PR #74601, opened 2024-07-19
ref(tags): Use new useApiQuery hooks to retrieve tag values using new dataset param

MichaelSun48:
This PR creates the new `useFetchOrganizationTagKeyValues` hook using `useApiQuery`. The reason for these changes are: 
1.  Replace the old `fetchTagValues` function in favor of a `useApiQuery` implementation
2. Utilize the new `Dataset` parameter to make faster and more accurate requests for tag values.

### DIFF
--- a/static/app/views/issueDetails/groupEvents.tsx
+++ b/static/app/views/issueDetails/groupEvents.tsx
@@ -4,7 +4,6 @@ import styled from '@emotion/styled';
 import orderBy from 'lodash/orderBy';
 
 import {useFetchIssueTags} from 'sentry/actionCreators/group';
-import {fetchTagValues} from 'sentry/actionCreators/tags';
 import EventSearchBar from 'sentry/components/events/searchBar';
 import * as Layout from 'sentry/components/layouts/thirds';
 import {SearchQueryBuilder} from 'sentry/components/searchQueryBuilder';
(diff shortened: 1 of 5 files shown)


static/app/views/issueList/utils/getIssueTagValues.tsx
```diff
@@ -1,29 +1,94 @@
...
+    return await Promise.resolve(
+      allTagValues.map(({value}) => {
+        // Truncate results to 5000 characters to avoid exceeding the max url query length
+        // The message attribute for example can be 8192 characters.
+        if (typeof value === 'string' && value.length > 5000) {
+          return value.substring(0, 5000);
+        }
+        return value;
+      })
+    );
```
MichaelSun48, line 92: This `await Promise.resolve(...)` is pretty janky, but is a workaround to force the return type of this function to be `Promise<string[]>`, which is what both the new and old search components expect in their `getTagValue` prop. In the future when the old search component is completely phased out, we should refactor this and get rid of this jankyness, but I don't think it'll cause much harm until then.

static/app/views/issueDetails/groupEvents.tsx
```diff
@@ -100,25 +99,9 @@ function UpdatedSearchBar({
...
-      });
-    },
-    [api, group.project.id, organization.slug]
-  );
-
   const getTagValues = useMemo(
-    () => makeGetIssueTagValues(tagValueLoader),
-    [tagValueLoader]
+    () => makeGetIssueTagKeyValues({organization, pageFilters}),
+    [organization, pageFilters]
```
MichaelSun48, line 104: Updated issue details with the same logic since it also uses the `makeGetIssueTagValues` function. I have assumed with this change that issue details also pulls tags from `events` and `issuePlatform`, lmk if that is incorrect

* * *

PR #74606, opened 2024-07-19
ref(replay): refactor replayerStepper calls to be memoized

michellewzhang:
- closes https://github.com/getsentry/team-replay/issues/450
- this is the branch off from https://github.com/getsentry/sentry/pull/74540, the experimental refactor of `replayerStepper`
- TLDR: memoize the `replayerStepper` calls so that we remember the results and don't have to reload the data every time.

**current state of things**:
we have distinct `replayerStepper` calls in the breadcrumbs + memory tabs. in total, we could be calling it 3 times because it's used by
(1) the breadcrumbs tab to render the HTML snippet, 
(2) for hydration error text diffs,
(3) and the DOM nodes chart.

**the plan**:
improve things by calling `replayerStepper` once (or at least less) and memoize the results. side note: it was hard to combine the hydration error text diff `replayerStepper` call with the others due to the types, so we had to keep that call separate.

==

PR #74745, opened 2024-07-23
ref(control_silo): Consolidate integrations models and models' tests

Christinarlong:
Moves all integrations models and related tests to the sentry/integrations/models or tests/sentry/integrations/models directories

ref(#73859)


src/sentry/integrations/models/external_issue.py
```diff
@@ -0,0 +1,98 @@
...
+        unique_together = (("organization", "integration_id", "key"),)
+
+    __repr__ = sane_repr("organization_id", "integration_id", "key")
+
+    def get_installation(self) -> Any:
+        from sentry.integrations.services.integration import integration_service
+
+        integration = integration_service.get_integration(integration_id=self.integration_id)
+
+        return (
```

- _ABOUT THIS EXERCISE_
Every line that holds the string "error" must be copied from the records above.

- _RESPONSE TO THE EXERCISE_
(2) for hydration error text diffs,
improve things by calling `replayerStepper` once (or at least less) and memoize the results. side note: it was hard to combine the hydration error text diff `replayerStepper` call with the others due to the types, so we had to keep that call separate.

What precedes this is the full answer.